= Mahadaji Pant Guruji =

Mahadaji Ballal Karkare (also known as Mahadaji Pant 'Guruji') was an accountant, Special Envoy of Peshwas, tutor and advisor of Peshwa Madhavrao I and Sawai Madhavrao. He was preceptor of Peshwa Madhavrao (I), when he was a child. He afterwards became Peshwa's domestic priest. Later he was his private treasurer. (Reference: History Book: Tawareekh-E-ShindeShahi)

==Early life==
Mahadaji Pant Karkare (Ballal) was born in a Karhade Brahmin family in a village in Ratnagiri district in Western Maharashtra. He was a scholar of Sanskrit scriptures, Marathi literature and Civics.

==Family==
The Karkare Ballal family belongs to Ratnagiri (Maharashtra). This family is considered very close to the family of Peshwa from the times of Balaji Vishwanath Bhat Ballal (who also was from Ratnagiri). A distant relative, or may be cousin, of Mahadji Pant Karkare was Sakharam Moreshwar Karkare Ballal. Sakharam Moreshwar Karkare Ballal was appointed as chief of the troop of the personal bodyguards of Peshwa Vishwas Rao Balaji during the battle of Panipat - 1761. Records of the Peshwa Office states, that Sakharam Moreshwar Karkare was killed in action while fighting with the troops of Shah Wali Khan of Afghanistan in the south of Ugrakhedi and north of Risalu villages near Panipat. (Tawareekh-E-ShindeShahi)

==Early career==
In the Peshwa's court in Pune, Mahadaji Pant joined as a clerk and gradually reached at the post of ‘Auditor General'. Peshwa Nanasaheb simultaneously appointed him as 'Guruji' that is ‘Tutor’ of his son Madhavrao I.
In 1763, when Nana Phadnis was expelled by Madhavrao I for few months, he was re-appointed on the strong recommendation by Guruji.
In October 1766, Madhavrao I sought Guruji’s assistance to give systematic and disciplined shape to the Maratha army on the southern front.

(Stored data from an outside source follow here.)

Issue #1085, opened 2018-10-17
API feedback and improvements for service/firefox-accounts


csadilek:
I am opening this issue to collect feedback I have while integrating [service/firefox-accounts](https://github.com/mozilla-mobile/android-components/tree/master/components/service/firefox-accounts) into our [reference-browser](https://github.com/mozilla-mobile/reference-browser/) and to start discussing future improvements. Nothing here needs to be addressed immediately. Should I run into a bug that can't be worked around I will file a separate issue.

~**Configuration:**~ (**Fixed**)
The first step when using the API is to create a `Config` instance and pass it to the `FirefoxAccount` constructor. In addition, a `CLIENT_ID` and `REDIRECT_URL` need to be provided separately:
```Kotlin
 Config.custom(CONFIG_URL).then { 
   config -> FirefoxAccount(config, CLIENT_ID, REDIRECT_URL)
 } ...
```
Later, when the OAuth flow is started, `scopes` and the `wantsKeys` boolean need to be provided:
```Kotlin
account.beginOAuthFlow(scopes, wantsKeys)
```
At least `CLIENT_ID` and `REDIRECT_URL` (and probably `scopes`) are client-side config properties as they won't change at run-time (if at all). We could extend the `Config` class to contain both server-side and client-side configurations. This would clean up the API quite a bit.

~**Result types:**~ (**Fixed**)
We've introduced `FxaResult` to have a promise type in Java < 8. This has now been duplicated in `SyncResult`. It doesn't appear to be a goal anymore to support old versions of Java. GeckoView switched to Java 8 as well. If that's the case, I'd vote for removing these types and replace them with `CompletableFuture` (Java SDK) or `Deferred` (Kotlin), where we need Promise types, and a simple synchronous result type otherwise.

**Higher-Level API:**
At least from a Java/Kotlin dev perspective, I originally expected `FirefoxAccount` to represent an account i.e. to be a data class or value object. In reality, it's the entry point of the API and contains almost all functionality of the library including the OAuth flow. After bringing in `service-firefox-accounts` as a component, I would have expected something along the lines of:
```Kotlin
val fxaService = FirefoxAccountsService(config)
val loginUrl = fxaService.createLoginUrl()
```
We could even provide login methods for the various supported use cases e.g.:
- Login using a CustomTab
  ```Kotlin
  fxaService.login()
  ```
- Login using a fragment with a WebView or GeckoView
  ```Kotlin
  fxaService.login(fragment)
  ```
[...]

PR #1148, opened 2018-10-23
Use the new fxa lib exported from application-services

thomcc:
In https://github.com/mozilla/application-services/pull/311 we moved the unsafe portion of the FxA kotlin code into application-services. This is the android-components side of that work.

The primary changes here are: 

- Move the code to use `async`/`await`/`launch` instead of a dubious and buggy hand-rolled thing (`FxaResult` is dead, long live `Deferred`).
- The FxA component is entirely safe code and you're completely free to change it in whatever ways you want. I don't feel any need to be flagged on reviews for it in the future, although am completely willing to review things if you'd like.
    - This clears out a lot of rust-specific cruft and moves it to our repo.
    - And also means that if the versions mismatch in a compatibility-breaking way, we'll get a compilation failure instead of memory corruption and security vulnerabilities. Progress!
- Some methods that would crash if they were ever called were removed.
    - `FirefoxAccounts.Companion.from` and `FirefoxAccounts.getSyncKeys` only existed when compilation flags we don't provide were enabled, and really only make sense if we were going to integrate this into the pre-oauth Firefox desktop sync key flow
    - As a result, the `SyncKeys` type is removed.
- `OAuthInfo` and `Profile` are now `data class`es, although I don't know how much this actually matters to anybody.
- `FirefoxAccount.getOAuthToken` got renamed to `FirefoxAccount.getCachedOAuthToken` to better reflect it's behavior, and now returns null on error instead of throwing.
- `FirefoxAccount` and `Config` both use `java.lang.AutoCloseable` instead of `java.io.Closeable` now.
- The race in the FxA sample mentioned in #1085 is fixed, as is a similar race in the logins sample (This doesn't use the fix suggested in the bug, which still had a race, just a smaller one).

There are also a number of fixes that happened on the other part of this patch (https://github.com/mozilla/application-services/pull/311) such as fixing the fact that we'd leak whenever things returned errors.

I've also updated the documentation in the README's to match the changes. 

r? @csadilek

Note: The release last night of 0.7.0 actually failed because the build took too long, so I'm retriggering it, but this won't work until that retrigger finishes (it works when I do everything locally, of course). I'd hold off on submitting the PR until then, but I've already written it so... Yeah.


samples/firefox-accounts/src/main/java/org/mozilla/samples/fxa/MainActivity.kt
```diff
@@ -37,44 +38,50 @@ open class MainActivity : AppCompatActivity(), LoginFragment.OnLoginCompleteList
...
 
-                        acct.getProfile()
+                val profile = whenAccount.await().getProfile(true).await()
+                val txtView: TextView = findViewById(R.id.txtView)
+                launch(UI) {
+                    txtView.text = getString(R.string.signed_in,
+                            "${profile.displayName ?: ""} ${profile.email}")
+                }
+                acct
+            } catch (e: FxaException) {
```
csadilek: It's not ideal that we handle the main auth flow in an Exception block. I think that's something we should fix, but we can file a follow-up issue if that's a big change right now.

components/service/firefox-accounts/src/main/java/mozilla/components/service/fxa/OAuthInfo.kt
```diff
@@ -4,36 +4,20 @@
...
-    class Raw(p: Pointer) : Structure(p) {
-        @JvmField var access_token: Pointer? = null
-        @JvmField var keys: Pointer? = null
-        @JvmField var scope: Pointer? = null
-
-        init {
-            read()
+import org.mozilla.fxaclient.internal.OAuthInfo as InternalOAuthInfo;
+
+data class OAuthInfo(
```
csadilek: Can we add some KDocs here using `@property` to explain what keys, scope etc. are?

components/service/firefox-accounts/src/main/java/mozilla/components/service/fxa/FirefoxAccount.kt
```diff
@@ -3,117 +3,94 @@
...
+import kotlinx.coroutines.experimental.async
+import org.mozilla.fxaclient.internal.FirefoxAccount as InternalFxAcct
 
 /**
  * FirefoxAccount represents the authentication state of a client.
- *
- * @param <T> The type of the value delivered via the FxaResult.
  */
-class FirefoxAccount(override var rawPointer: RawFxAccount?) : RustObject<RawFxAccount>() {
+class FirefoxAccount internal constructor(private val inner: InternalFxAcct): AutoCloseable {
```
csadilek: We'd want some test coverage for this type, but it'll probably make more sense to add tests to the higher-level API when we build it.

thomcc: Test coverage is a bit tricky right now due to https://github.com/mozilla/application-services/issues/262

We could run tests in e.g. androidTest, but not as part of unit tests.

components/service/firefox-accounts/src/main/java/mozilla/components/service/fxa/OAuthInfo.kt
thomcc: Sure. This also points out that we really should be decoding these. `scopes` is a space-separated list, and `keys` is a JSON object. I've done that in the next patch.

components/service/firefox-accounts/src/main/java/mozilla/components/service/fxa/Config.kt
```diff
@@ -3,24 +3,27 @@
  * file, You can obtain one at http://mozilla.org/MPL/2.0/. */
 
 package mozilla.components.service.fxa
```
csadilek: That's a linting error here. We need a newline between package and imports.

components/service/firefox-accounts/src/main/java/mozilla/components/service/fxa/FirefoxAccount.kt
```diff
@@ -3,117 +3,94 @@
  * file, You can obtain one at http://mozilla.org/MPL/2.0/. */
 
 package mozilla.components.service.fxa
```
csadilek: same linting error.

csadilek:
After upgrading the coroutines lib we also have the plain `launch` deprecated now. Here's are some more details:

https://kotlin.github.io/kotlinx.coroutines/kotlinx-coroutines-core/kotlinx.coroutines/-coroutine-scope/index.html

https://medium.com/@elizarov/structured-concurrency-722d765aa952

The first link shows and example activity with the new API. Smaller change, but we can chat about it or land this as is an fix later...

samples/firefox-accounts/src/main/java/org/mozilla/samples/fxa/MainActivity.kt
thomcc: I think this should be cleaned up in a follow up.

thomcc:
Linter errors are fixed, everything should be good to go as far as I know.

samples/sync-logins/src/main/java/org/mozilla/samples/sync/logins/MainActivity.kt
```diff
@@ -101,33 +107,34 @@ open class MainActivity : AppCompatActivity(), LoginFragment.OnLoginCompleteList
...
+            val appFiles = this@MainActivity.applicationContext.getExternalFilesDir(null)
             val logins = SyncLoginsClient(appFiles.absolutePath + "/logins.sqlite")
-            val tokenServer = account!!.getTokenServerEndpointURL()!!
+            val tokenServer = account.getTokenServerEndpointURL()
             logins.syncAndGetPasswords(oauthInfo, tokenServer).thenCatch { e ->
                 SyncResult.fromException(e)
             }.whenComplete { syncLogins ->
-                runOnUiThread {
-                    Toast.makeText(this, "Logins success", Toast.LENGTH_SHORT).show()
+                launch(UI) {
```
csadilek: This needs to stay `runOnUiThread` (for now). Otherwise, the block below is not being executed. We have an issue where we're tracking upgrading coroutines #1181 . Let's switch this back to `runOnUiThread` and address later? There's more here that needs to change.

samples/firefox-accounts/src/main/java/org/mozilla/samples/fxa/MainActivity.kt
csadilek: Follow-up filed: https://github.com/mozilla-mobile/android-components/issues/1230

PR #1149, opened 2018-10-23
 Closes #772: BrowserToolbar.Button adds inconvenient padding

### LINKED ISSUE #772: BrowserToolbar.Button adds inconvenient padding around image
I found my toolbar butons assets were offset when I changed the toolbar height and it seems the reason for that is that there is padding added to the view:

https://github.com/mozilla-mobile/android-components/blob/f93998788c670b86707d8dee9451a81198a5f15c/components/browser/toolbar/src/main/java/mozilla/components/browser/toolbar/BrowserToolbar.kt#L311-L316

==Later career and death==
After the death of Madhavrao I and subsequent murder of Narayanrao, Nana Phadnis re-appointed Guruji to take charge of Peshwa Sawai Madhavrao as his student. The Peshwa had been making his academic progress under the guidance and supervision of Guruji until his death.
In 1778, before starting his Kolhapur campaign, the warrior "Shreenath" Mahadji Shinde got his demands fulfilled from the Peshwa's Court through Mahadjipant Karkare Ballal Guruji's arbitration.
There is no mention found regarding Guruji's death.